What is expected |
Set down every entry below exactly as it stands.

++++ Exercise data ++++

PR #2740, opened 2018-09-21
feat(modal): allow checking if there are open modals

### LINKED ISSUE #1600: Add possibility to check if modalRef is shown
### Bug description:
Pure bootstrap has event listener to check when modal is shown. NgbModal - no :(
But I think, this is a good idea (for example in some bad UI cases i need to hide other modals, and i need to check whether current modal is shown or hidden)

Angular: 4.0.1

ng-bootstrap: 1.0.0-alpha.26

Bootstrap:

pkozlowski-opensource:
Closes #1600

A tiny PR for a good start of the weekend!

### DIFF
--- a/src/modal/modal.ts
+++ b/src/modal/modal.ts
@@ -31,4 +31,9 @@ export class NgbModal {
    * @since 3.1.0
    */
   dismissAll(reason?: any) { this._modalStack.dismissAll(reason); }
+
+  /**
+   * Indicates if there are currently any open modal windows in the application.
+   */
+  hasOpenModals(): boolean { return this._modalStack.hasOpenModals(); }
 }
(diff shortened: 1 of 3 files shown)


src/modal/modal.ts
```diff
@@ -31,4 +31,9 @@ export class NgbModal {
    * @since 3.1.0
    */
   dismissAll(reason?: any) { this._modalStack.dismissAll(reason); }
+
+  /**
+   * Indicates if there are currently any open modal windows in the application.
+   */
+  hasOpenWindows(): boolean { return this._modalStack.hasOpenWindows(); }
```
benouat: Some nitpicking here, but I would have named it `hasOpenModals()`
Even your commit message is using open modals and not windows

pkozlowski-opensource: Ok, thnx, will change it to `hasOpenModals()`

++++

Answer for the task |
PR #2740, opened 2018-09-21
feat(modal): allow checking if there are open modals

### LINKED ISSUE #1600: Add possibility to check if modalRef is shown
### Bug description:
Pure bootstrap has event listener to check when modal is shown. NgbModal - no :(
But I think, this is a good idea (for example in some bad UI cases i need to hide other modals, and i need to check whether current modal is shown or hidden)

Angular: 4.0.1

ng-bootstrap: 1.0.0-alpha.26

Bootstrap:

pkozlowski-opensource:
Closes #1600

A tiny PR for a good start of the weekend!

### DIFF
--- a/src/modal/modal.ts
+++ b/src/modal/modal.ts
@@ -31,4 +31,9 @@ export class NgbModal {
    * @since 3.1.0
    */
   dismissAll(reason?: any) { this._modalStack.dismissAll(reason); }
+
+  /**
+   * Indicates if there are currently any open modal windows in the application.
+   */
+  hasOpenModals(): boolean { return this._modalStack.hasOpenModals(); }
 }
(diff shortened: 1 of 3 files shown)


src/modal/modal.ts
```diff
@@ -31,4 +31,9 @@ export class NgbModal {
    * @since 3.1.0
    */
   dismissAll(reason?: any) { this._modalStack.dismissAll(reason); }
+
+  /**
+   * Indicates if there are currently any open modal windows in the application.
+   */
+  hasOpenWindows(): boolean { return this._modalStack.hasOpenWindows(); }
```
benouat: Some nitpicking here, but I would have named it `hasOpenModals()`
Even your commit message is using open modals and not windows

pkozlowski-opensource: Ok, thnx, will change it to `hasOpenModals()`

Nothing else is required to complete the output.